Required action - Below are the records; copy exactly the stretch from the line containing "Add configuration (edited:)" through the line containing "-80,8 +88,8 @@", both ends included, and nothing else.
═══ Data excerpts
PR #812, opened 2021-12-30
feat: ingest structured logs using stdout in LoggingHandler

minherz:
Add configuration (edited:) `redirectoToStdout`~~`useStructuredLogging`~~ to `LoggingHandler` class to support an option to print logs to STDOUT formatted as a one line Json and following the [structured logging](https://cloud.google.com/logging/docs/structured-logging) guidelines.
Implement Jsonification of the `LogEntry` object following the structured logging format.
Move metadata population to a standalone API to be used by `LoggingHandler` explicitly.

### DIFF
--- a/google-cloud-logging/src/main/java/com/google/cloud/logging/LogEntry.java
+++ b/google-cloud-logging/src/main/java/com/google/cloud/logging/LogEntry.java
@@ -19,9 +19,17 @@ package com.google.cloud.logging;
 import static com.google.common.base.Preconditions.checkNotNull;
 
 import com.google.cloud.MonitoredResource;
+import com.google.cloud.logging.Payload.Type;
 import com.google.common.base.Function;
 import com.google.common.base.MoreObjects;
 import com.google.common.collect.ImmutableMap;
+import com.google.gson.Gson;
+import com.google.gson.GsonBuilder;
+import com.google.gson.JsonElement;
+import com.google.gson.JsonObject;
+import com.google.gson.JsonPrimitive;
+import com.google.gson.JsonSerializationContext;
+import com.google.gson.JsonSerializer;
 import com.google.logging.v2.LogEntryOperation;
 import com.google.logging.v2.LogEntrySourceLocation;
 import com.google.logging.v2.LogName;
@@ -61,8 +69,8 @@ public class LogEntry implements Serializable {
   private final HttpRequest httpRequest;
   private final Map<String, String> labels;
   private final Operation operation;
-  private final Object trace;
-  private final Object spanId;
+  private final String trace;
+  private final String spanId;
   private final boolean traceSampled;
   private final SourceLocation sourceLocation;
   private final Payload<?> payload;
@@ -80,8 +88,8 @@ public class LogEntry implements Serializable {
     private HttpRequest httpRequest;
     private Map<String, String> labels = new HashMap<>();
     private Operation operation;
-    private Object trace;
-    private Object spanId;
+    private String trace;
+    private String spanId;
     private boolean traceSampled;
     private SourceLocation sourceLocation;
     private Payload<?> payload;
@@ -245,7 +253,7 @@ public class LogEntry implements Serializable {
      * relative resource name, the name is assumed to be relative to `//tracing.googleapis.com`.
      */
     public Builder setTrace(Object trace) {
-      this.trace = trace;
+      this.trace = trace != null ? trace.toString() : null;
       return this;
     }
 
@@ -257,7 +265,7 @@ public class LogEntry implements Serializable {
 
     /** Sets the ID of the trace span associated with the log entry, if any. */
     public Builder setSpanId(Object spanId) {
-      this.spanId = spanId;
+      this.spanId = spanId != null ? spanId.toString() : null;
       return this;
     }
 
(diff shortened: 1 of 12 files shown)


google-cloud-logging/src/main/java/com/google/cloud/logging/LogEntry.java
```diff
@@ -575,6 +583,145 @@ public Builder toBuilder() {
...
+        .appendField("logging.googleapis.com/sourceLocation", sourceLocation)
+        .appendField("logging.googleapis.com/spanId", spanId)
+        .appendField("logging.googleapis.com/trace", trace)
+        .appendField("logging.googleapis.com/trace_sampled", traceSampled);
+    if (payload.getType() == Type.STRING) {
+      formatter.appendField("message", payload.getData(), true);
+    } else if (payload.getType() == Type.JSON) {
+      Payload.JsonPayload jsonPayload = (Payload.JsonPayload) payload;
+      formatter.appendJson(jsonPayload.getDataAsMap(), true);
+    } else if (payload.getType() == Type.PROTO) {
```
losalex, line 718: Would it be more right approach to validate `payload.getType() == Type.PROTO` when payload is set? This way it could throw exception on init stage which IMO more correct approach. Also worth mentioning that supported types needs to be documented (e.g. what is supported and what not).

google-cloud-logging/src/main/java/com/google/cloud/logging/LogEntry.java
```diff
@@ -575,6 +583,145 @@ public Builder toBuilder() {
...
+          builder.append(json.substring(0, json.length() - 1).substring(1));
+          if (!appendComma) {
+            builder.append(",");
+          }
+        }
+      }
+      return this;
+    }
+
+    public StructuredLogFormatter appendJson(Object value) {
```
losalex, line 689: Is this method used anywhere? If not, perhaps we can omit it completely?

google-cloud-logging/src/main/java/com/google/cloud/logging/LoggingHandler.java
```diff
@@ -372,34 +401,36 @@ public void setFlushLevel(Level flushLevel) {
...
   /** Gets the metadata auto population flag. */
   public Boolean getAutoPopulateMetadata() {
     return this.autoPopulateMetadata;
   }
 
+  /**
+   * Enable/disable use of structured logging. When enabled, logs will be printed to STDOUT in the
+   * structured logging format. Otherwise, logs will be ingested using Logging API.
+   */
+  public void setUseStructuredLogging(boolean value) {
```
losalex, line 426: Reading the comment, `setUseStructuredLogging` name is misleading - in both cases we use structured logging but when `setUseStructuredLogging` is true we just printing to STDOUT. I would change it to something like `setPrintStructuredLoggingToStdout` or so

google-cloud-logging/src/main/java/com/google/cloud/logging/LoggingImpl.java
```diff
@@ -792,6 +792,50 @@ private static LogName getLogName(
     return destination.toLogName(logName);
   }
 
+  public Iterable<LogEntry> populateMetadata(
+      Iterable<LogEntry> logEntries,
+      MonitoredResource customResource,
+      String... exclusionClassPaths) {
+    final Boolean needDebugInfo =
```
losalex, line 799: Do we need to validate `logEntries` for null first?

google-cloud-logging/src/main/java/com/google/cloud/logging/LoggingImpl.java
```diff
@@ -792,6 +792,50 @@ private static LogName getLogName(
...
+    final MonitoredResource resourceMetadata =
+        customResource == null
+            ? MonitoredResourceUtil.getResource(getOptions().getProjectId(), null)
+            : customResource;
+    final Context context = (new ContextHandler()).getCurrentContext();
+    final ArrayList<LogEntry> populatedLogEntries = Lists.newArrayList();
+
+    // populate empty metadata fields of log entries before calling write API
+    for (LogEntry entry : logEntries) {
+      LogEntry.Builder builder = entry.toBuilder();
```
losalex, line 816: Can `entry` be null here?

losalex, line 816: Can you rename it to `entryBuilder`? Later it uses validations with `entry` object (e.g. `entry.getResource() == null`), and it a bit misleading later that we check `entry` while operating on a `builder`...

losalex (commented):
Thanks for your effort - good job! I left some comments, PTAL and let me know if those makes sense

google-cloud-logging/src/main/java/com/google/cloud/logging/LogEntry.java
```diff
@@ -575,6 +583,145 @@ public Builder toBuilder() {
...
 
+  /**
+   * Customized serializers to match the expected format for timestamp, source location and request
+   * method
+   */
+  static final class InstantSerializer implements JsonSerializer<Instant> {
+    @Override
+    public JsonElement serialize(
+        Instant src, java.lang.reflect.Type typeOfSrc, JsonSerializationContext context) {
+      return new JsonPrimitive(src.toString());
```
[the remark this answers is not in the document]
minherz: This gson "contract" guarantees the expected behavior. I think that extra checks are not necessary because it would mean incorrect operation of the gson which is a bigger problem.

google-cloud-logging/src/main/java/com/google/cloud/logging/LogEntry.java
```diff
@@ -575,6 +583,145 @@ public Builder toBuilder() {
...
+    }
+  }
+
+  static final class SourceLocationSerializer implements JsonSerializer<SourceLocation> {
+    @Override
+    public JsonElement serialize(
+        SourceLocation src, java.lang.reflect.Type typeOfSrc, JsonSerializationContext context) {
+      JsonObject obj = new JsonObject();
+      if (src.getFile() != null) {
```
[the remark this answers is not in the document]
minherz: This is the same gson "contract" in all serializers.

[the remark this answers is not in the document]
minherz: Yes, the `SourceLocation` class is a "simple" data class with getters.

google-cloud-logging/src/main/java/com/google/cloud/logging/LogEntry.java
```diff
@@ -575,6 +583,145 @@ public Builder toBuilder() {
...
+    }
+  }
+
+  static final class RequestMethodSerializer implements JsonSerializer<HttpRequest.RequestMethod> {
+    @Override
+    public JsonElement serialize(
+        HttpRequest.RequestMethod src,
+        java.lang.reflect.Type typeOfSrc,
+        JsonSerializationContext context) {
+      return new JsonPrimitive(src.name());
```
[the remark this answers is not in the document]
minherz: This is the same gson "contract" in all serializers.

google-cloud-logging/src/main/java/com/google/cloud/logging/LogEntry.java
```diff
@@ -575,6 +583,145 @@ public Builder toBuilder() {
...
+          new GsonBuilder()
+              .registerTypeAdapter(Instant.class, new InstantSerializer())
+              .registerTypeAdapter(SourceLocation.class, new SourceLocationSerializer())
+              .registerTypeAdapter(HttpRequest.RequestMethod.class, new RequestMethodSerializer())
+              .create();
+      this.builder = builder;
+    }
+
+    /**
+     * Adds a Json field and value pair to the current string representation. Method does not
```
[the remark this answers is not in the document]
minherz: Please, elaborate what do you mean by "Comment incomplete".
The class is the private nested class and is only used with explicitly set constants. Its misuse should fail as soon as possible. It is expected to fail as soon as possible.

google-cloud-logging/src/main/java/com/google/cloud/logging/LogEntry.java
```diff
@@ -575,6 +583,145 @@ public Builder toBuilder() {
...
+      }
+      return this;
+    }
+
+    public StructuredLogFormatter appendField(String name, Object value) {
+      return appendField(name, value, false);
+    }
+
+    /**
+     * Adds a collection of Json fields that {@code value} parameter is serialized to to the current
```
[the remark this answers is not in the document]
minherz: I think that the method can be refactored by explicitly accept a dictionary instead of the base `Object` class. This way the comment can be changed to smth like:
`Serializes a collection of key, value pairs from the {@code value} dictionary to the Json representation.`
Also, the name of the method might worth to be changed to `appendDict`.
WDYT?

google-cloud-logging/src/main/java/com/google/cloud/logging/LogEntry.java
minherz: Agree about throwing exception earlier although the code reads more clear this way IMO. The method is expected to be used mainly via handlers (JUL or Logback) which do not produce log entries with protoPayload.
I will submit a change tothe [public documentation](https://cloud.google.com/logging/docs/structured-logging) to add a note about this fact.

google-cloud-logging/src/main/java/com/google/cloud/logging/LogEntry.java
minherz: Thank you for spotting it. I will remove this leftover!. Strange that IDE did not highlight it...

google-cloud-logging/src/main/java/com/google/cloud/logging/LoggingHandler.java
minherz: Good catch. Indeed, our internal use of the term does not exactly correlate with what public documentation says:
> structured logs refer to log entries that use the jsonPayload field to add structure to their payloads.

The flag name will be changed to `useLoggingAgent`. WDYT?

google-cloud-logging/src/main/java/com/google/cloud/logging/LoggingImpl.java
minherz: Will do.

google-cloud-logging/src/main/java/com/google/cloud/logging/LoggingImpl.java
minherz: In theory it can. I will add a check, thanx.

minherz: Will do.

google-cloud-logging/src/main/java/com/google/cloud/logging/LogEntry.java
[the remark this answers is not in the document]
losalex: Comment does not mention that it will throw exception if `name` is null. However. you do mention in comment that nothing is added when `value` is null - I believe you should add comment for `name` cannot be null

google-cloud-logging/src/main/java/com/google/cloud/logging/LogEntry.java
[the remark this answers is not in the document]
losalex: Yes, I think name change like `appendDictionary` will be fine then

google-cloud-logging/src/main/java/com/google/cloud/logging/LogEntry.java
losalex: Thank you!

losalex (approved):
Overall looks good - just fix whatever we agreed in comments. Also left some clarification regarding incomplete comment, hope it make sense

google-cloud-logging/src/main/java/com/google/cloud/logging/LogEntry.java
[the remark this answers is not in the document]
minherz: The javadoc of the parameter `name` describes it as a valid Json name:
https://github.com/googleapis/java-logging/blob/4c0561c37955c3b97f1f79e44c77a6c44e28b569/google-cloud-logging/src/main/java/com/google/cloud/logging/LogEntry.java#L647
══════
Task answer -
Add configuration (edited:) `redirectoToStdout`~~`useStructuredLogging`~~ to `LoggingHandler` class to support an option to print logs to STDOUT formatted as a one line Json and following the [structured logging](https://cloud.google.com/logging/docs/structured-logging) guidelines.
Implement Jsonification of the `LogEntry` object following the structured logging format.
Move metadata population to a standalone API to be used by `LoggingHandler` explicitly.

### DIFF
--- a/google-cloud-logging/src/main/java/com/google/cloud/logging/LogEntry.java
+++ b/google-cloud-logging/src/main/java/com/google/cloud/logging/LogEntry.java
@@ -19,9 +19,17 @@ package com.google.cloud.logging;
 import static com.google.common.base.Preconditions.checkNotNull;
 
 import com.google.cloud.MonitoredResource;
+import com.google.cloud.logging.Payload.Type;
 import com.google.common.base.Function;
 import com.google.common.base.MoreObjects;
 import com.google.common.collect.ImmutableMap;
+import com.google.gson.Gson;
+import com.google.gson.GsonBuilder;
+import com.google.gson.JsonElement;
+import com.google.gson.JsonObject;
+import com.google.gson.JsonPrimitive;
+import com.google.gson.JsonSerializationContext;
+import com.google.gson.JsonSerializer;
 import com.google.logging.v2.LogEntryOperation;
 import com.google.logging.v2.LogEntrySourceLocation;
 import com.google.logging.v2.LogName;
@@ -61,8 +69,8 @@ public class LogEntry implements Serializable {
   private final HttpRequest httpRequest;
   private final Map<String, String> labels;
   private final Operation operation;
-  private final Object trace;
-  private final Object spanId;
+  private final String trace;
+  private final String spanId;
   private final boolean traceSampled;
   private final SourceLocation sourceLocation;
   private final Payload<?> payload;
@@ -80,8 +88,8 @@ public class LogEntry implements Serializable {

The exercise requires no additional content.